HER story

With the release of the film ‘Aami’, the focus is back on Kamala Suraiyya, the person. Here’s a look at what she was as an artist

February 18, 2018 01:25 pm | Updated 01:25 pm IST

Kamala Suraiyya was every inch an artist. Her words ran wild and free, so wild they ruffled the delicate moral veil of her readers at the time. Her paintings did that too. An exhibition she held in Kochi in 1994 had 22 works, majority of which were nudes.

She warned Cyril P Jacob, who organised her first and only exhibition in the city, about the nature of her works. ‘The Unfinished Women’, as the show was called, drew huge crowds. People who adored her poetry and novels were curious about Kamala Das’ painterliness. Her nudes were elegant creatures, basking in the glory of their very being. Though she didn’t call them self-portraits, she said every painting of hers was a reflection of herself.

A few works, however, in order to avoid controversy, were “clothed”. “It is my mind that I am laying bare. And they are asking me to clothe it,” she is believed to have said. The show that was held at the Woodlands Jewellery Hall from October 7 to 12, was inaugurated by then chief minister K Karunakaran.

Cyril, founder of art residency Palette People in Vagamon, feels art has played a huge role in bringing her back from a troubling phase. “Her husband had just passed away, she was low and often complained of illness. I believe that art brought her back to life.” After the exhibition, she started taking part in literary and social events, art demonstrations and even restarted her travels. She wanted to continue with her art, but failing eyesight prevented her.

Over a year, Madhavikutty (as she was popularly known) produced 22 paintings, 18 of which were sold out in the exhibition. It all began when her niece Anuradha Nalapat was holding her maiden art show. Madhavikutty inaugurated it and spoke of how her life had begun as an artist and how she had learned art in Calcutta. If only someone helped her, she would revive her interest, Madhavikutty had declared. Cyril offered help and she gladly accepted.

“That was the beginning of a beautiful friendship between my family and chechi, says Cyril . When he told her that he would need at least 20 to 25 paintings to hold an exhibition, Madhavikutty seemed intimidated. She wasn’t sure of being able to complete that many works in a year’s time. However, she delivered on her promise, working swiftly on one painting after another. “Her sense of colour and figures is that of a mature artist. Art would have been a special space for her. She painted from her memories, often using her fingers rather than the brush,” Cyril says.

Cyril has five of her works—three nudes, one of a purdah-clad girl and the other, of a mother and child.

Cyril and his wife Molly treasure the painting of the purdah-clad girl she had gifted them. It shows a girl, whose vibrant eyes shine through layers of white wrapped around her body and face. “It was done much before her conversion to Islam,” says Cyril. All her paintings were done in oil on canvas.
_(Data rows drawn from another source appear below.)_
PR #11335, opened 2025-08-04
fix clang + change term fg to white after it fails

enessmr:
Fix clang and fix term color, so its white after fail. (It might produce a new line.)

Unchecked code. I did not built hyprtester

Ready to merge. (Can need work, but it feels like that it's READY)


hyprtester/src/main.cpp
```diff
@@ -184,6 +184,7 @@ int main(int argc, char** argv, char** envp) {
     NLog::log("{}launching hl", Colors::YELLOW);
     if (!launchHyprland(configPath, binaryPath)) {
         NLog::log("{}well it failed", Colors::RED);
+        std::cout << "\033[37m";
```
C0Florent: 37 is ANSI white, which may be be different from the default text color (depending on terminal colour theme)
`Colors::RESET` seems more appropriate here, if the intention is to reset text formatting to default

enessmr: OK I got it 👍

umbrageodotus:
Needed?

enessmr:
Gosh this thing is old af

umbrageodotus:
@enessmr use color::reset

ItsOhen:
Doesn't hyprland throw on pipefailure and dip before this is run?

enessmr (commented):
> /build/source/hyprtester/src/main.cpp:189:13: note: ...this statement, but the latter is misleadingly indented as if it were guarded by the 'if'
       >   189 |             NLog::log("", Colors::RESET);
       >       |             ^~~~

This is why i hate C++

PR #11337, opened 2025-08-05
configWatcher: fix inotify event reading buffer size

ImanSeyed:
Read full variable-length inotify_event structure instead of just the fixed-size header. The previous code only read `sizeof(inotify_event)` bytes, missing the trailing name field, which could cause truncated events and undefined behavior.

`inotify_event` has a variable-length structure:
```c
struct inotify_event {
    int wd;
    uint32_t mask;  
    uint32_t cookie;
    uint32_t len;
    char name[];
};
```
The kernel writes complete events including the `name` field, so we need to read `sizeof(inotify_event) + NAME_MAX + 1` bytes to avoid truncation. Also added handling for multiple events that may be packed in a single `read()` call.

Yes, it is ready for merging.

### DIFF
--- a/src/config/ConfigWatcher.cpp
+++ b/src/config/ConfigWatcher.cpp
@@ -65,17 +65,34 @@ void CConfigWatcher::setOnChange(const std::function<void(const SConfigWatchEven
 }
 
 void CConfigWatcher::onInotifyEvent() {
-    inotify_event ev;
-    while (read(m_inotifyFd.get(), &ev, sizeof(ev)) > 0) {
-        const auto WD = std::ranges::find_if(m_watches.begin(), m_watches.end(), [wd = ev.wd](const auto& e) { return e.wd == wd; });
+    constexpr size_t                                     BUFFER_SIZE = sizeof(inotify_event) + NAME_MAX + 1;
+    alignas(inotify_event) std::array<char, BUFFER_SIZE> buffer      = {};
+    const ssize_t                                        bytesRead   = read(m_inotifyFd.get(), buffer.data(), buffer.size());
+    if (bytesRead <= 0)
+        return;
 
-        if (WD == m_watches.end()) {
-            Debug::log(ERR, "CConfigWatcher: got an event for wd {} which we don't have?!", ev.wd);
-            return;
+    for (size_t offset = 0; offset < (size_t)bytesRead;) {
+        const auto* ev = (const inotify_event*)(buffer.data() + offset);
+
+        if (offset + sizeof(inotify_event) > (size_t)bytesRead) {
+            Debug::log(ERR, "CConfigWatcher: malformed inotify event, truncated header");
+            break;
         }
 
-        m_watchCallback(SConfigWatchEvent{
-            .file = WD->file,
-        });
+        if (offset + sizeof(inotify_event) + ev->len > (size_t)(bytesRead)) {
+            Debug::log(ERR, "CConfigWatcher: malformed inotify event, truncated name field");
+            break;
+        }
+
+        const auto WD = std::ranges::find_if(m_watches, [wd = ev->wd](const auto& e) { return e.wd == wd; });
+
+        if (WD == m_watches.end())
+            Debug::log(ERR, "CConfigWatcher: got an event for wd {} which we don't have?!", ev->wd);
+        else
+            m_watchCallback(SConfigWatchEvent{
+                .file = WD->file,
+            });
+
+        offset += sizeof(inotify_event) + ev->len;
     }
 }


src/config/ConfigWatcher.cpp
```diff
@@ -65,17 +65,37 @@ void CConfigWatcher::setOnChange(const std::function<void(const SConfigWatchEven
...
 
 void CConfigWatcher::onInotifyEvent() {
-    inotify_event ev;
-    while (read(m_inotifyFd.get(), &ev, sizeof(ev)) > 0) {
-        const auto WD = std::ranges::find_if(m_watches.begin(), m_watches.end(), [wd = ev.wd](const auto& e) { return e.wd == wd; });
+    constexpr size_t BUFFER_SIZE = sizeof(inotify_event) + NAME_MAX + 1;
+    alignas(inotify_event) std::array<char, BUFFER_SIZE> buffer{};
+
+    const ssize_t bytesRead = read(m_inotifyFd.get(), buffer.data(), buffer.size());
+    if (bytesRead <= 0) {
```
vaxerski: no {}

src/config/ConfigWatcher.cpp
```diff
@@ -65,17 +65,37 @@ void CConfigWatcher::setOnChange(const std::function<void(const SConfigWatchEven
...
+        return;
+    }
+
+    for (size_t offset = 0; offset < static_cast<size_t>(bytesRead);) {
+        const auto* ev = reinterpret_cast<const inotify_event*>(buffer.data() + offset);
```
vaxerski: we generally prefer C-style casts, `(inotify_event*)(buffer.data() ...)`

ImanSeyed: Even for `static_cast`? I changed both `static_cast` and `reinterpret_cast` to C-style casts. Please let me know if you only meant to change `reinterpret_cast`.

gulafaran: I wouldnt use C casts at all, the c++ ones has stricter rules that makes it safer, reinterpret cast is a bit nuclear so in this case with this struct it wont matter, but casting classes up/down with c style cast it can easily become undefined behaviour.

vaxerski: thats correct but you see `static_cast` is many more characters than `()`

maybe we could get some using directives and shorten it to `sc<>` `rc<>` etc, but thats for down the line

src/config/ConfigWatcher.cpp
vaxerski: you didnt remove the braces

src/config/ConfigWatcher.cpp
```diff
@@ -65,17 +65,37 @@ void CConfigWatcher::setOnChange(const std::function<void(const SConfigWatchEven
...
+        }
+
+        if (offset + sizeof(inotify_event) + ev->len > (size_t)(bytesRead)) {
+            Debug::log(ERR, "CConfigWatcher: malformed inotify event, truncated name field");
+            break;
+        }
+
+        const auto WD = std::ranges::find_if(m_watches, [wd = ev->wd](const auto& e) { return e.wd == wd; });
 
         if (WD == m_watches.end()) {
```
vaxerski: here no braces too

vaxerski:
clang-format needed

ImanSeyed:
> clang-format needed

`clang-format` is trying to add 40 spaces (literally) behind the `bytesRead` and `BUFFER_SIZE`.
```c++
    constexpr size_t                                     BUFFER_SIZE = sizeof(inotify_event) + NAME_MAX + 1;
    alignas(inotify_event) std::array<char, BUFFER_SIZE> buffer{};

    const ssize_t                                        bytesRead = read(m_inotifyFd.get(), buffer.data(), buffer.size());
```
Is this normal?

EDIT: `AlignConsecutiveDeclarations: AcrossEmptyLines` was adding excessive whitespace to align with longer variable names. Switching from `{}` to `= {}` initialization fixed the formatting (both work identically for `std::array`, so it should be okay).
```c++
    constexpr size_t                                     BUFFER_SIZE = sizeof(inotify_event) + NAME_MAX + 1;
    alignas(inotify_event) std::array<char, BUFFER_SIZE> buffer      = {};
    const ssize_t                                        bytesRead   = read(m_inotifyFd.get(), buffer.data(), buffer.size());

```

vaxerski:
yes thats normal

ImanSeyed:
> yes thats normal

Done. Let me know if you need anything else from me on this.

vaxerski (approved):

marwuint:
Looks like we’re missing a header :)  
`../src/config/ConfigWatcher.cpp:68:96: error: ‘NAME_MAX’ was not declared in this scope`

I assume `#include <linux/limits.h>` would fix it? I can open a PR tonight if no one else gets to it first.

PR #11357, opened 2025-08-06
nix/lib: add bezier to topCommandsPrefixes

fxzzi:

if any custom beziers are defined for animations, hyprland will complain that the beziers haven't been defined. I think this change makes sense as its likely most configurations are defining custom beziers anyway.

To acquaintances and friends such as Cyril, who knew her towards the end of her life, her quirks and inconsistencies almost came to define her. “She would speak for hours together; she loved to talk. And for us listeners, separating fact from fiction was next to impossible,” says Cyril. She would be talking about something mundane when she would suddenly lapse into the lyrical. After her conversion to Islam in 1999, she narrated events that led to her decision to embrace Islam, which seemed to Cyril whimsical.

She always lived by her own rules, loved to dress up, wear jewellery and enjoyed limelight. “I was only 14 when my father sent me to learn art when we were living in Calcutta. I fell in love with my instructor and my father stopped my art classes,” she had said.
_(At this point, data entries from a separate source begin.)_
PR #11361, opened 2025-08-06
masterlayout: add previous mode for focusmaster command

VoltaireNoir:
## Summary
This PR adds a new `previous` mode to the existing `focusmaster` Master layout command / layout message.

Behavior: When the master is focused from a non-master window, the previously focused non-master window is remembered. If the command is issued and the master is already in focus, the focus is switched to the previously remembered window. If no saved window exists, ~focus stays on master~ fallback to `auto` mode.

This feature makes it trivial to switch back and forth between a master and a slave window with a single command, especially when there are several windows in the workspace.

## Notes

1. If a new mode is not desirable, the existing auto mode can be enhanced with the same behavior.
2. The PR doesn't add any validity checks for the remembered/saved window, since it is already handled in the `switchToWindow` closure.
3. ~~I am aware that the use of `goto` is generally frowned upon, but I feel the usage is sensible here. I'd be happy to remove it if the maintainers disagree.~~

### DIFF
--- a/hyprtester/src/tests/main/persistent.cpp
+++ b/hyprtester/src/tests/main/persistent.cpp
@@ -25,7 +25,7 @@ static bool test() {
 
     // test on workspace "window"
     NLog::log("{}Switching to workspace 1", Colors::YELLOW);
-    OK(getFromSocket("/dispatch workspace 1"));
+    getFromSocket("/dispatch workspace 1"); // no OK: we might be on 1 already
 
     OK(getFromSocket("/keyword workspace 5, monitor:HEADLESS-2, persistent:1"));
     OK(getFromSocket("/keyword workspace 6, monitor:HEADLESS-PERSISTENT-TEST, persistent:1"));


src/layout/MasterLayout.cpp
```diff
@@ -1138,12 +1139,30 @@ std::any CHyprMasterLayout::layoutMessage(SLayoutMessageHeader header, std::stri
...
+            if (ARG == "master") {
+                return 0;
+                // previous: switch to previously saved window
+            } else if (ARG == "previous") {
+                const auto WS = getMasterWorkspaceData(PWINDOW->workspaceID());
+                switchToWindow(WS->focusMasterPrev.lock());
+            } else {
+                Debug::log(ERR, "Invalid argument '{}' for 'focusmaster' layoutmsg", ARG);
+                // fallback to auto
+                goto focusauto;
```
vaxerski: goto is strictly banned. Please use sane programming choices like ifs

src/layout/MasterLayout.cpp
```diff
@@ -1138,12 +1139,30 @@ std::any CHyprMasterLayout::layoutMessage(SLayoutMessageHeader header, std::stri
...
             return 0;
 
+        const bool ARGS = vars.size() >= 2;
+
         if (PMASTER->pWindow.lock() != PWINDOW) {
             switchToWindow(PMASTER->pWindow.lock());
-        } else if (vars.size() >= 2 && vars[1] == "master") {
-            return 0;
+            // save previously focused window (only for `previous` mode)
+            if (ARGS && vars[1] == "previous") {
```
vaxerski: no {} around short ifs

VoltaireNoir:
@vaxerski I've applied suggested changes and rebased on main.

**Update**: I just spotted a bug where if the previously saved window is moved to another workspace, issuing the command while on master switches to that workspace. I don't think this behavior is desirable. I'll add a workspace ID check to fix it.

Also, after daily driving the feature, I think using the `auto` mode as a fallback makes more sense when the previously saved window is not available or is no longer valid, instead of keeping the focus on master.

vaxerski:
oh also you forgot adding tests woops so yeah please add tests

VoltaireNoir:
> oh also you forgot adding tests woops so yeah please add tests

Got it. I'll add the tests. I don't see any master layout related tests in `hyprtester` so I presume I'll have to add a new file at `hyprtester/src/tests/main/master.cpp`? or somewhere else? @vaxerski

vaxerski:
you can append new tests inside the master tests

VoltaireNoir:
@vaxerski Added tests.

I also added [another condition](https://github.com/hyprwm/Hyprland/pull/11361/commits/5deed21ad1902ea2ab1d085e077cdcdb0ca616d2#diff-c0920369e3b4867c61cc18b8be73db48eed3eed4b35886ac1cf03150f7d204b8R1167) to fallback to `auto` (if prev win is same as the current one).

vaxerski (dismissed):
lgtm, thanks for the tests. Wiki mr needed for the new opt

VoltaireNoir:
> lgtm, thanks for the tests. Wiki mr needed for the new opt

Wiki PR created: https://github.com/hyprwm/hyprland-wiki/pull/1200

vaxerski (approved):

PR #11363, opened 2025-08-06
fix: Use proper Wayland protocol error codes in color management

xander1421:
Previously, the color management implementation used an invalid error code -1, which is not defined in the Wayland protocol specification. This caused protocol violations and crashes in Firefox-based browsers when monitors were temporarily unavailable during mode switches (e.g., entering fullscreen).

The issue affected Firefox and Firefox-based browsers but NOT Chromium:
- Firefox would crash with: 'wp_color_manager_v1#48: error -1: Invalid output (2)'
- Monitor would show 'mode not supported' requiring cable replug
- Issue was specific to Firefox's Wayland color management implementation

The issue was particularly noticeable with multi-monitor setups using non-standard resolutions (like 4096x2160 DCI 4K).

Changes:
- Replace error code -1 with WP_COLOR_MANAGER_V1_ERROR_UNSUPPORTED_FEATURE (0) as defined in the wp_color_manager_v1 protocol
- Add proper LOGM(WARN) logging for debugging temporary resource unavailability
- Improve error messages to be more descriptive
- Apply same fix to ContentType.cpp for consistency

This prevents protocol violations and allows applications to gracefully handle temporary monitor unavailability during mode switches.

Fixes crashes when:
- Switching videos to fullscreen in Firefox/Zen Browser
- Changing display modes in Firefox-based browsers
- Using multi-monitor setups with non-standard resolutions

Environment:
- Arch Linux (6.15.8-arch1-1 x86_64)
- NVIDIA RTX 4070 Ti SUPER (driver 575.64.05)
- egl-wayland 4:1.1.19-1
- Multi-monitor: 4096x2160@60Hz, 2560x1440@144Hz, 5120x1440@240Hz
- Hyprland 0.50.1

Tested browsers:
- Firefox Developer Edition 142.0b7 (crashed before, works after)
- Zen Browser 1.14.10b (crashed before, works after)
- Chromium 139.0.7258.66-1 (was not affected)


UjinT34:
It's not the correct code for this case. If a client queries non-existent output than a fake wp-cm-output should be created and this fake output should act as an inert object:
> If this protocol object is inert, the resulting image description object shall immediately deliver the wp_image_description_v1.failed event with the no_output cause.

https://wayland.app/protocols/color-management-v1#wp_color_management_output_v1:request:get_image_description

And the same for surfaces.

Too much fuss to make it the right way. And this shouldn't happen unless monitor switches off in the middle of the request. Probably the issue is somewhere else. E.g. a client receives invalid output list or mapping wl output to hl output isn't correct. Looks like this PR just hides the underlying issue.

xander1421:
should i also consider issues being from the monitor or cable?

UjinT34:
I don't think it's cable. If some conditions trigger a mode change in fullscreen then monitor might do this by disconnecting and reconnecting. This can change the output list.
To fully debug the issue you should track which wl_outputs were sent to the browser, verify that it requests cm for one of those outputs, the requested wl_output exists during the request and that it's correctly mapped to a HL output.
The `r->error(-1, "Invalid output (2)")` should be closer to an unreachable code. If you can hit it reliably then there is something else going wrong.

Flat:
> Too much fuss to make it the right way. And this shouldn't happen unless monitor switches off in the middle of the request. Probably the issue is somewhere else. E.g. a client receives invalid output list or mapping wl output to hl output isn't correct. Looks like this PR just hides the underlying issue.

Do we currently have a way to log the output list sent to clients, or would that need to be added?

> The r->error(-1, "Invalid output (2)") should be closer to an unreachable code. If you can hit it reliably then there is something else going wrong.

I can trigger this 100% on Firefox/Librefox 142 by just unplugging both monitors, no full screen or media playback required. 

see https://github.com/hyprwm/Hyprland/discussions/11529

Doesn't happen on Gnome, did happen on KDE, which has a MR to fix (null ptr).

mhwasil:
is there any updates on this issue and PR?
discussion #11529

To artist and founder of Orthic Creative Centre, T Kaladharan, she was an original—unpredictable, warm and full of life.

A few days after his wedding, he along with his new bride, visited Madhavikutty, a memory he still recalls. “She gifted us a nude painting done in ochre. My wife comes from a family that was not into painting, and I wonder what she, as a young woman, might have thought of the work.” According to Kaladharan, ochre was one of her favourite colours. She had once written about him at one of his children’s painting camps. “Those were the days when I used to wear masks and costumes to my camps, just to amuse children. She wrote about me in a column for The Economic Times,” he says. “The thing about her was that few people would dare to articulate their thoughts the way she did.”

Madhavikutty’s stories sometimes might have been broken threads that would seem puzzling to the average human brain, but to her, they were a seamless blend of imagination and reality. Her story lives on.